Mr. Howard: My hon. Friend is entirely right. I know that he will be particularly pleased to learn that the first contract for a secure training unit was signed on 3 March this year. We can now implement that policy, which, as my hon. Friend rightly said, was opposed root and branch by the Opposition parties. The unit will provide secure accommodation to deal with persistent young offenders in the way that is most appropriate.

Jury Trials

5. Mr. Livingstone: To ask the Secretary of State for the Home Department what representations he has received concerning his proposals to restrict the right to jury trial. [19786]

Mr. Howard: Giving magistrates the right to decide where either-way cases should be tried was one of 33 recommendations in the report of the review of delay in the criminal justice system, which was published on 27 February and is now out for consultation. At this early stage in the consultation period, I have received very few responses.

Mr. Livingstone: Has the Home Secretary had time to consider the views of his former colleague, Alan Clark, who wrote in the News of the World dismissing those proposals as a last minute idea? He pointed out that the jury trial is the last line of defence for the ordinary citizen.

Mr. Howard: I always listen very carefully to what Mr. Clark says, because he is perhaps my most distinguished constituent. It is incumbent on me to take his views on all matters extremely seriously. I agree with him on almost everything, but not on that.

Mr. Ashby: This is definitely my last question in the House. My right hon. and learned Friend knows of my opposition and the opposition of many lawyers to restricting the right to jury trial. In his White Paper, he gave as the grounds for such a change the fact that there is too much delay and that that delay must be addressed. Has he considered that such a measure would reduce the delay in the Crown court and increase the delay in the magistrates court? That is what will happen, so there will still be delays in the system.

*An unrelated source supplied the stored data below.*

PR #4368, opened 2024-10-03
Track the instruction used to name the type and constraint in an impl.

zygoloid:
This is necessary in order to have access to the specific versions of their constant values in a generic impl.

Stub out impl deduction.

### DIFF
--- a/toolchain/check/deduce.cpp
+++ b/toolchain/check/deduce.cpp
@@ -10,6 +10,7 @@
 #include "toolchain/check/generic.h"
 #include "toolchain/check/subst.h"
 #include "toolchain/sem_ir/ids.h"
+#include "toolchain/sem_ir/impl.h"
 #include "toolchain/sem_ir/typed_insts.h"
 
 namespace Carbon::Check {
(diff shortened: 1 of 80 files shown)


toolchain/check/deduce.cpp
```diff
@@ -238,4 +239,17 @@ auto DeduceGenericCallArguments(
...
 }
 
+// Deduces the impl arguments to use in a use of a parameterized impl. Returns
+// `Invalid` if deduction fails.
+auto DeduceImplArguments(Context& context, const SemIR::Impl& impl,
+                         SemIR::ConstantId self_id,
+                         SemIR::ConstantId constraint_id) -> SemIR::SpecificId {
+  CARBON_CHECK(impl.generic_id.is_valid(),
+               "Performing deduction for non-generic impl");
+  static_cast<void>(context);
```
josh11b, line 250: Perhaps a TODO here to indicate this is just a stub?

toolchain/check/handle_impl.cpp
```diff
@@ -329,13 +338,14 @@ auto HandleParseNode(Context& context, Parse::ImplDefinitionStartId node_id)
...
+                      "redefinition of `impl {0} as {1}`", std::string,
+                      std::string);
     CARBON_DIAGNOSTIC(ImplPreviousDefinition, Note,
                       "previous definition was here");
     context.emitter()
-        .Build(node_id, ImplRedefinition, impl_info.self_id,
-               impl_info.constraint_id)
+        .Build(node_id, ImplRedefinition,
+               context.sem_ir().StringifyTypeExpr(impl_info.self_id),
+               context.sem_ir().StringifyTypeExpr(impl_info.constraint_id))
```
josh11b, line 351: Could you add a comment here explaining why you need to go through StringifyTypeExpr, and maybe a TODO for things to be done better?

josh11b (commented):
Can we make a test showing that we now report the correct source location for a type where we couldn't before?

(Probably not in this PR.) Some of the new references are to instructions with bare 'loc' names. It would help readability if we could get descriptive instruction names in more cases.

toolchain/check/import_ref.cpp
```diff
@@ -70,6 +71,25 @@ auto AddImportRef(Context& context, SemIR::ImportIRInst import_ir_inst,
   return import_ref_id;
 }
 
+static auto AddLoadedImportRef(Context& context,
```
josh11b, line 78: Please add a comment saying why to use this function instead of e.g. `AddImportRef`, or how it is different

josh11b (approved):

PR #4385, opened 2024-10-08
Add tracking of lexed comments, with skeletal formatting.

jonmeow:
In order to format comments, it's helpful if they're tracked. This tracks them separately from tokens in order to avoid interfering with parse; it'd be inconvenient if comment tokens could show up in arbitrary locations, albeit possible to support.

This additionally extracts out the TokenIterator support into a template in order to generally have it available for IndexBase types. I'm only adding it for CommentInfo, not sure if we'll want it elsewhere, but this structure still felt like a good fit.

### DIFF
--- a/toolchain/lex/tokenized_buffer.h
+++ b/toolchain/lex/tokenized_buffer.h
@@ -163,7 +163,7 @@ class TokenizedBuffer : public Printable<TokenizedBuffer> {
   auto GetPrevLine(LineIndex line) const -> LineIndex;
 
   // Returns true if the token comes after the comment.
-  auto IsBeforeComment(TokenIndex token, CommentIndex comment_index) const
+  auto IsAfterComment(TokenIndex token, CommentIndex comment_index) const
       -> bool;
 
   // Returns the comment's full text range.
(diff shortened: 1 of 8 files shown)


jonmeow:
[ed: previous PRs merged]

Part 3 of 4 (each using the last/eponymous commit)

1: #4383
2: #4384
3: #4385
4: #4386

toolchain/lex/tokenized_buffer.h
```diff
@@ -179,6 +162,13 @@ class TokenizedBuffer : public Printable<TokenizedBuffer> {
   // Returns the previous line handle.
   auto GetPrevLine(LineIndex line) const -> LineIndex;
 
+  // Returns true if the token comes after the comment.
+  auto IsBeforeComment(TokenIndex token, CommentIndex comment_index) const
+      -> bool;
```
chandlerc: I read `buffer.IsBeforeComment(token, comment_index)` as querying whether "`token` is before `comment_index`". Could we make this implement that API? Or be named `IsAfterComment` so that it reads "`token` is after `comment`"?

chandlerc (commented):
Really nice. And sorry about earlier, I think I misclicked and didn't realize how isolated this PR already was in the stack.

One interesting comment inline on the API here.

toolchain/lex/tokenized_buffer.h
jonmeow: Fixed to be `IsAfterComment`, that was an error in naming.

Note, I've also removed the base PRs so that this can be merged.

chandlerc (approved):
LG!

PR #4386, opened 2024-10-08
Implement some token-based formatting structure.

jonmeow:
Here I'm trying to add some simple formatting based on the token kind, aiming mainly to keep the implementation short for now.

This approach won't generalize to arbitrary structures (e.g., it doesn't discern between braces for a function body and a struct literal). I think we'll probably want to build a parse tree and associate parse kinds with tokens in order to format, additionally doing something less linear. But my essential goal at present is to just get a proof-of-concept that the basics can yield something that looks okay.


jonmeow:
[ed: dependencies now merged]

Part 4 of 4 (each using the last/eponymous commit)

1: #4383
2: #4384
3: #4385
4: #4386

toolchain/format/format.cpp
```diff
@@ -5,10 +5,59 @@
...
+    out.indent(indent);
+    line_state = LineState::Indented;
+  }
+}
+
+static auto AddWhitespace(llvm::raw_ostream& out, LineState& line_state,
+                          int indent) -> void {
+  if (line_state == LineState::WantsSpace) {
+    out << " ";
+    line_state = LineState::Indented;
```
geoffromer: This state transition would have been clearer to me if `Indented` were called something like `WantsText`. Would that make sense?

toolchain/format/format.cpp
```diff
@@ -5,10 +5,59 @@
...
+  // There is no output for the current line.
+  Empty,
+  // The current line has been indented, and may have more text.
+  Indented,
+  // If more output is added to the current line, add a space first.
+  WantsSpace,
+};
+
+// Adds a newline when needed.
+static auto AddNewline(llvm::raw_ostream& out, LineState& line_state) -> void {
```
geoffromer: These `Add` functions (and maybe `Format`) seem like they want to be members of a class that has `out`, `line_state`, and `indent` as data members. Is there any reason you're avoiding that?

toolchain/format/format.cpp
jonmeow: Renamed to `HasContent`.

Note that `WantsSpace` indicates that a space needs to be added if more content is added. If the `Wants` is interpreted similarly, `WantsText` would then imply that text should be added if more content is added, which would be incorrect.

toolchain/format/format.cpp
jonmeow: Done. We may want to switch to the `Context` model other areas use, but it should be simple enough to switch.

jonmeow:
Note, rebased since dependent changes are merged.

toolchain/format/BUILD
```diff
@@ -13,11 +13,16 @@ filegroup(
 
 cc_library(
     name = "format",
-    srcs = ["format.cpp"],
+    srcs = [
+        "format.cpp",
+        "formatter.cpp",
+        "formatter.h",
```
geoffromer, line 19: [No change needed]

FWIW I think it would have been fine to do all of this in format.cpp, but this way is fine too.

toolchain/format/formatter.h
```diff
@@ -0,0 +1,75 @@
...
+  // See class comments.
+  auto Run() -> bool;
+
+ private:
+  // Tracks the status of the current line of output.
+  enum class LineState : uint8_t {
+    // There is no output for the current line.
+    Empty,
+    // The current line has been indented, and may have text.
+    HasContent,
```
geoffromer: This still feels kind of confusing, since `WantsSpace` also indicates that the current line has been indented and has content, right? The only difference is whether any additional content should be preceded by a space. How about `WantsNoSpace`?

toolchain/format/formatter.cpp
```diff
@@ -0,0 +1,110 @@
...
+      case Lex::TokenKind::FileStart:
+        break;
+
+      case Lex::TokenKind::FileEnd:
+        AddNewline();
+        break;
+
+      case Lex::TokenKind::OpenCurlyBrace:
+        AddWhitespace();
+        *out_ << "{";
```
geoffromer, line 48: It seems like this should be followed by `line_state_ = LineState::HasContent;`, or at least a comment indicating that we're intentionally carrying over the `HasContent` state from `AddWhitespace`, and the same goes for the other places where we write characters to the output without modifying `line_state_`. That would make the state-machine structure clearer: we write some text to the current line, and then we update `line_state_` to keep it in sync with the actual state of the line.

toolchain/format/BUILD
jonmeow: I wanted a separate header for the class.

toolchain/format/formatter.cpp
jonmeow: It sounds like you're suggesting documenting function semantics at each call site, instead of the function itself. I think it's better to aim for central, rather than duplicated, documentation.

How about this: I've adjusted function names to try to better reflect semantics: RequireEmptyLine/PrepareForSpacedContent/PrepareForPackedContent. Does that work for you?

toolchain/format/formatter.h
jonmeow: I was starting with WantsNoSpace, but reflecting the below changes, how about HasSeparator/NeedsSeparator?

toolchain/format/formatter.cpp
jonmeow: By the way, if you want the explicit notes that line_state is modified, I can always revert back to the original (non-class) structure.

geoffromer (approved):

Mr. Howard: I do not accept my hon. Friend's point. The extraordinary truth is that two thirds of those who elect to go for trial in the Crown court then plead guilty, so they do not avail themselves of the option that they have elected to take. We think that it would speed up justice considerably in the Crown court and the magistrates court if the proposals were accepted. We think that they have merit. We want to listen to what people say about them, and we shall announce our decisions in due course.